[PROBLEM DETAILS]
When you reach the line in the data below that contains "- Courtyard can", please start repeating lines exactly, and stop after the line that contains "I use this also", repeating nothing else.

[MATERIALS PROVIDED]

PR #279, opened 2018-01-21
Fix #235: FSDH321L and FSDL321L are missing an 8LSOP package

### LINKED ISSUE #235: FSDH321L and FSDL321L are missing an 8LSOP package
Datasheet: https://www.fairchildsemi.com/datasheets/FS/FSDH321.pdf

Components FSDH321L and FSDL321L available at the symbols repo (Converter_ACDC) are missing a footprint.

stephf0716:
Fix #235: FSDH321L and FSDL321L are missing an 8LSOP package
https://www.fairchildsemi.com/package-drawings/ML/MLSOP08A.pdf

image
image


jkriege2:
Hi!

I think you have two options for the name here (footprint looks good ;-)

1. See it as manufacturer-specific footprint, then the name should be `Fairchild_8LSOP`
2. You can add this to the standard range of SMD-mounted DIP-packages, then the name should be `SMDIP-8_W9.53mm_Clearance6.7mm` ... you could even have a look at the existing `SMDIP-8_W9.53mm`, if it might simply be used (although it has another clearance of 7.45mm):
2018-01-21 08_57_08-footprint editor no active library

In both cases the package should go to `Package_DIP`. Personally I would tend to option 1 ;-)

Also have a look at the existing `PowerIntegrations_SMD-8` in `Package_DIP`, which is already very close to what you want (clearance is 6.6mm only):
2018-01-21 08_59_39-footprint editor no active library

Maybe you can also modify the latter to match you symbol and retain the style used there?

stephf0716:
I will opt for `Fairchild_8LSOP` for the naming.

Interesting, I wasn't aware of SMDIPs, I will locate it in `Package_DIP` as you mentioned. 

I could modify the latter symbol, but doesn't it violate [KLC F5.1](http://kicad-pcb.org/libraries/klc/#F5.1)?

> 3. For SMD footprints, silkscreen must be fully visible after boards assembly (no silkscreen allowed under component)

jkriege2:
You mean about silkscreen below the package ... yes in principle it does, but then these are actualla THT-components with bent pins and mounted as SMD ... so we kept the style from the well-known DIPs ... but then that#s always matter of debate ;-)

jkriege2:
KLC are meant more as guidelines that we try to adhere to as best as we can. Whenever there is a reason, an exception can be made (but just on a case-by-case basis.).

stephf0716:
should be ok to merge and close #279

antoniovazquezblanco:
Thank you @stephf0716!

stephf0716:
image

Why does it say keyword field is empty? The tags field is not empty as shown in the following: 
image

jkriege2:
looks like a script-bug to me ... just ignore it ;-)

jkriege2:
looks like a script-bug to me ... just ignore it ;-)

jkriege2:
Thanks,
JAN

PR #280, opened 2018-01-21
add DFN-14-1EP_4.5x3mm_P0.65mm footprint

menschel:
This patch adds DFN-14-1EP_4.5x3mm_P0.65mm footprint as described in 
https://ww1.microchip.com/downloads/en/DeviceDoc/20005688A.pdf 
on page 87

dfn-14-1ep_4 5x3mm_p0 65mm

Checking footprint 'DFN-14-1EP_4.5x3mm_P0.65mm' - No errors

There is no 3D model yet!

------------


poeschlr:
Please add the ep size as a suffix to the footprint name. (`_EP[size-x]x[size-y]mm`)

The datasheet also suggests the addition of thermal vias. You might want to add a separate footprint with these. More details see: http://kicad-pcb.org/libraries/klc/F4.4/

For large pads like the exposed pad of this footprint, the solder paste layer should be split up into smaller sections. See http://kicad-pcb.org/libraries/klc/F6.3/
The paste coverage should be between 50% and 80%.

menschel:
The file was renamed and the solder paste area changed to 80% by design
rule.

Unfortunately the check script did not raise an error towards that issue.

I can make the _ThermalVias footprint but KLC conflicts with the
datasheet in terms of filling the vias.

Is there a "right way" to make filled vias in KiCAD?

poeschlr:
If by filled vias you mean [plugged vias](http://www.epectec.com/pcb/plug-via-process.html) then i fear there is no native kicad support for them.

I would add them in the usual way similar to other footprints and let the user communicate the fact that these should be plugged in their personal preferred way.
(Via plugging is normally done to limit loss of solder paste. This can also be achieved by ensuring that paste is only applied to areas where no via is located.)

jkriege2:
Sidenote (so this appears over there): This footprint is intended for https://github.com/KiCad/kicad-symbols/pull/201

menschel:
The requested footprint variant with thermal vias has been added.
Paste coverage calculates to 53percent.

Sidenote: check_kicad_mod.py finds false positives when Mask and Paste
Fields are not identical.

'DFN-14-1EP_4.5x3mm_P0.65mm_EP1.65x4.25mm_ThermalVias':
  Violating F6.3
    Pad requirements for SMD footprints
    Pad(s) potentially missing layers
     - Pad '' missing layer 'Mask'
     - Pad '' missing layer 'Mask'
     - Pad '' missing layer 'Mask'
     - Pad '' missing layer 'Mask'
     - Pad '' missing layer 'Mask'
     - Pad '' missing layer 'Mask'
     - Pad '' missing layer 'Mask'
     - Pad '' missing layer 'Mask'
     - Pad '' missing layer 'Mask'
     - Pad '15' missing layer 'Paste'
     - Pad '15' missing layer 'Paste'

evanshultz:
Body dimensions are XxY, so for this part it should be `3x4.5mm`.

evanshultz:
The issue with missing layers is a known bug. We improved the pad design we use but the script hasn't yet been updated to check it properly. You can ignore this error/warning.

menschel:
fixed the name

evanshultz:
Thanks for making these updates! There is still more work to be done:
- You changed the file names, but not the footprint name or 3D model name within the footprint.
- Please add a link to a datasheet with this package in the footprint description.
- Shrink the F.Fab text slightly to fit within the part body outline.
- Silk lines should be 0.12mm (yours are 0.15mm).
- Fab lines should be 0.1mm (yours are 0.15mm).
- The courtyard should be 0.25mm outside the body or pads for this type of part.
- Your paste pads have the F.Cu layer turned on; set the copper layer to None.
image

These rules, and a lot more, can be found at http://kicad-pcb.org/libraries/klc/. There are check scripts that verify some subset of these rules, and the results are visible at the Details link next to the "Travis CI" text above. Please ask if you have more questions.

menschel:
Done.

evanshultz:
Thanks! Just one more thing: the courtyard still isn't quite right. It should be on a 0.01mm grid and 0.25mm from the part body or pad edges. The X dimension should be 2.18mm (you have 2.3mm) and the Y dimension 2.5mm (you have 2.8mm). If you can fix that then I will merge.

X:
image

Y:
image

menschel:
Done.

evanshultz:
Great! Thank you!

I see this was your first contribution to KiCad. Thanks for sticking with the comments above and getting everything updated. And also for making comments about check script issues (which have at least a preliminary fix now). I hope to see more contributions from you in the future!

PR #281, opened 2018-01-21
Add Fiber Optic Tx/Rx AFBR-1624Z AFBR-2624Z

vk6677:
Add Fiber Optic Tx/Rx AFBR-1624Z AFBR-2624Z


jkriege2:
Hi!

please provide screenshots and sign the license agreement for your contribution. Also please have a look at the output of our automatic (continuous integration) check scripts. They check several aspects of the KiCAD library conventions that we require any contribution to adhere to. You can find the current KLC version there: http://kicad-pcb.org/libraries/klc/

Best,
JAN

Shackmeister:
hi @vk6677 I had a look  at you footprint and have a few comments

- a datasheet is missing from the description (makes it pretty hard to check it for me as well)

- The upper part of the fab outline doesnt seem to fit very well with the model you provided. in case the dimensions arent provided in the datasheet, I would suggest to use freecad to measure them.

- is there a specific reason why all the arc are split into multiple smaller arcs?

- Courtyard can be a more complicated shape to fit better, and should be 0,5mm from the fab outline

- since pin 1 should be in top left corner, the fooprint should be flipped 90 deg CW 

Please let me know if you need some help with some of it :)

PR #285, opened 2018-01-21
Add EP size to fp names. Fix paste definition.

poeschlr:
In the end this PR will add the EP size definition to all footprints that have an external pad.
I use this also to fix the paste definitions of the footprints that i touch.

When this is finished, i will also make a PR for the packages3d repo and the symbol repo to get them in line with this PR.


poeschlr:
@jkriege2 could it be that travis is not working for this PR? (It says everything is ok but i think there should be more output in the report. I also think it should report some errors.)

poeschlr:
This should be ready now. Remaining travis errors are from the THT pads used for thermal vias footprints. (We might need to add an exception to that rule check.)

I checked the footprints multiple times and i am sure they are better now then they were. I don't suggest that there is no error left in them. (I hope i did not introduce new errors however.)

evanshultz:
OK. I only did a very cursory check. We do need to update the scripts to ignore thermal pad errors because there are several causes where bogus errors are created.

poeschlr:
I know. I think one way to reduce false positives is by turning off this error if the footprint name contains _ThermalVias. Maybe in addition check if a smd pad on top and bottom with the same pad number exist. (A perfect check would also test the position of the THT pads against these pads but i think that might be too much work.)

evanshultz:
I agree. For robustness, I think checking for a via with matching pin number inside a copper pad is best.

Also, we should not generate an error if a paste opening if embedded inside a copper pad. The paste opening should not have a pin number, either.

While we're talking about scripts, should the check scripts be a pinned repo at https://github.com/KiCad? Should the footprint generator scripts be migrated to https://github.com/KiCad as well, and pinned there too?

evanshultz:
@poeschlr 
Can you please confirm how you want thermal via mask handled? Just to be absolutely clear. Here is `HTSSOP-16-1EP_4.4x5mm_P0.65mm_EP3.4x5mm_Mask3x3mm_ThermalVias`:
image

The mask is opened under the EP.

So in the official KiCad library, mask should be over vias by default. Mask is only removed over vias indirectly if the mask is removed for another reason.

I'm wanting to make sure the latest comment at https://github.com/KiCad/kicad-symbols/pull/289 is answered properly.

awygle:
Note that Cypress specifically requests a top-side via mask cap for this footprint in the datasheet:

image
image

poeschlr:
If you want to build a footprint exactly as in a datasheet prefix the footprint name with the manufacturer name.

poeschlr:
Yes the bottom pad and the vias should not have mask active unless there is a good reason given for it.

The top pad has mask selected unless the datasheet asks for a mask cutout of a specific size. In such cases it makes sense to create a mask only pad that handles this.
(Even if the mask cutout can be achieved by setting the mask clearance as it reduces math required. If it can not be achieved with clearance settings then it is always necessary to have a separate mask pad.)

(If in doubt, `HTSSOP-16-1EP_4.4x5mm_P0.65mm_EP3.4x5mm_Mask2.46x2.31mm_ThermalVias` is a footprint that has all possible options in one.)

[SOLUTION TO THE PROBLEM]
- Courtyard can be a more complicated shape to fit better, and should be 0,5mm from the fab outline

- since pin 1 should be in top left corner, the fooprint should be flipped 90 deg CW 

Please let me know if you need some help with some of it :)

PR #285, opened 2018-01-21
Add EP size to fp names. Fix paste definition.

poeschlr:
In the end this PR will add the EP size definition to all footprints that have an external pad.
I use this also to fix the paste definitions of the footprints that i touch.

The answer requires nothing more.